The report found that the integration of outpatient department scheduling was disrupted due to the late transfer of information from Mater Health Services and there was a need to manually transcribe data from old systems to new. “The resolution of these issues was not clear to staff and seemed to be of continuing concern,” the report found.

“The new patient self-help and check-in systems were not consistently working adding to stress for administrative staff as queuing became an issue and waiting rooms filled.”

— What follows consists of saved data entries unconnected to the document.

PR #232, opened 2018-12-16
added Alligator swag to data.json

olessiap:

hey there! I added the alligator info to data.json. I also signed up to write for the platform to get the swag. I'll update here once that happens!

### DIFF
--- a/data.json
+++ b/data.json
@@ -9,6 +9,15 @@
     "tags": ["clothing", "device"]
   },
   {
+    "name": "Alligator.io",
+    "difficulty": "hard",
+    "description": "Write a blog post on frontend development topics, get some cool Alligator stickers",
+    "reference": "https://alligator.io/write-for-us/",
+    "image": "https://pbs.twimg.com/profile_images/622200384455442432/hf71Z251_400x400.png",
+    "dateAdded": "2018-12-15T06:03:00.000Z",
+    "tags": ["stickers"]
+  },
+  {
     "name": "Aras",
     "difficulty": "medium",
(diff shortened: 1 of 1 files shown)


data.json
```diff
@@ -8,6 +8,15 @@
     "dateAdded": "2018-02-18T06:03:00.000Z",
     "tags": ["clothing", "device"]
   },
+  {
+    "name": "Alligator.io",
+    "difficulty": "hard",
+    "description": "Write a blog post on frontend development topics, get some cool Alligator stickers",
+    "reference": "https://alligator.io/write-for-us/",
+    "image": "https://pbs.twimg.com/profile_images/622200384455442432/hf71Z251_400x400.png",
+    "dateAdded": "2018-12-15T06:03:00.000Z",
```
vikaspotluri123: This should be `2018-12-09T07:08:00.000Z` since we (devSwag) were notified then

olessiap: @vikaspotluri123, hello! I fixed the timestamp. Can you please tell me where you see it? I see that the issue was opened 7 days ago, is that what you're referring to? 
:)

vikaspotluri123: Yep, that's exactly right!

data.json
```diff
@@ -8,6 +8,15 @@
     "dateAdded": "2018-02-18T06:03:00.000Z",
     "tags": ["clothing", "device"]
   },
+  {
+    "name": "Alligator.io",
+    "difficulty": "hard",
+    "description": "Write a blog post on frontend development topics, get some cool Alligator stickers",
```
aslafy-z: Let's add some ending ponctuation to keep consistency with other swag items

olessiap: @aslafy-z whoops, wow good eye. I fixed it!

vikaspotluri123:
Thanks again @olessiap!

PR #247, opened 2019-01-12
Set default text color to black

aslafy-z:

Here's how the select renders in Firefox:

Applied a patch to set default text color to black (#000).

### DIFF
--- a/src/styl/imports/base.styl
+++ b/src/styl/imports/base.styl
@@ -22,7 +22,6 @@ html, body, :root
 	-webkit-font-smoothing antialiased
 	-moz-osx-font-smoothing grayscale
 	-webkit-overflow-scrolling touch
-	color #000
 
 code
 	padding 1px 5px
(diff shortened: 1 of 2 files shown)


vikaspotluri123:
Looks like ubscri.be is creating issues here as well /cc @itaisteinherz

aslafy-z:
`select` elements doesn't look to inherit values from selector `html, body, :root`.
Moving color rule to `select` selector.

aslafy-z:
Yeah, seen that. Just find out I'm able to load the page in a private browser session (or another browser). Seems like it's linked to some cookies or something. Even with blocking every external resource with uBlock Origin, the page still hangs after showing up.

aslafy-z:
Fixed for Firefox.

vikaspotluri123:
I just blocked upscribe at the system level, and the page still hangs. I don't want to merge without determining the root cause of the problem. Haven't had a chance to compare what the color difference is like because of the hang

aslafy-z:
@vikaspotluri123 give an eye to #159

aslafy-z:
Oh, so it might be linked to my custom GTK theme.

aslafy-z:
Not sure if it's legit thing to change the common color for selects. It might be a problem with my GTK theme instead.

Right, downsides of theming native inputs. If I disable the theming it shows like this: 
2019-01-14-125725_455x54_scrot
Definitively linked to my theme. Closing this as doesn't look to be linked with devSwag.

PR #248, opened 2019-01-12
Fix typos

aslafy-z:

Moved typo fixes out of #159 to this PR.
Thanks to @itaisteinherz!


itaisteinherz:
Sure! 🙂 I added these to #159 since they were small (and minor) changes which I didn't think required another PR, but this also works.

The report also found that there were ongoing challenges with information systems, including those associated with access to and the interface between systems. “It is noted these primarily relate to the age and functionality of statewide systems in use,” the report found.

“There is a continued lack of confidence in the referral management process and outpatient scheduling system as well as concerns over the inability of information systems to support contemporary clinical care models.

“Examples include a lack of video storage capability within the picture archiving and communication system (PACS), inability to access the RBWH PACS and inability to remotely monitor electroencephalograms (EEGs).”

Clinicians also reported a lack of confidence that the information held in electronic medical records was complete or that patient information is always available.

“A number of factors contributing to this remain unresolved including a continued lack of familiarity with using the ieMR, the inability to read all correspondence contained in a scanned MCH record due to a black banner appearing over parts of letters and the time delays in retrieving paper records for those which have not been scanned.”

The independent review will be led by the CEO of Australian Commission on Safety and Quality in Health Care, Debora Picone, along with Council on the Ageing CEO Mark Tucker-Evans and Ernst & Young's David Roberts.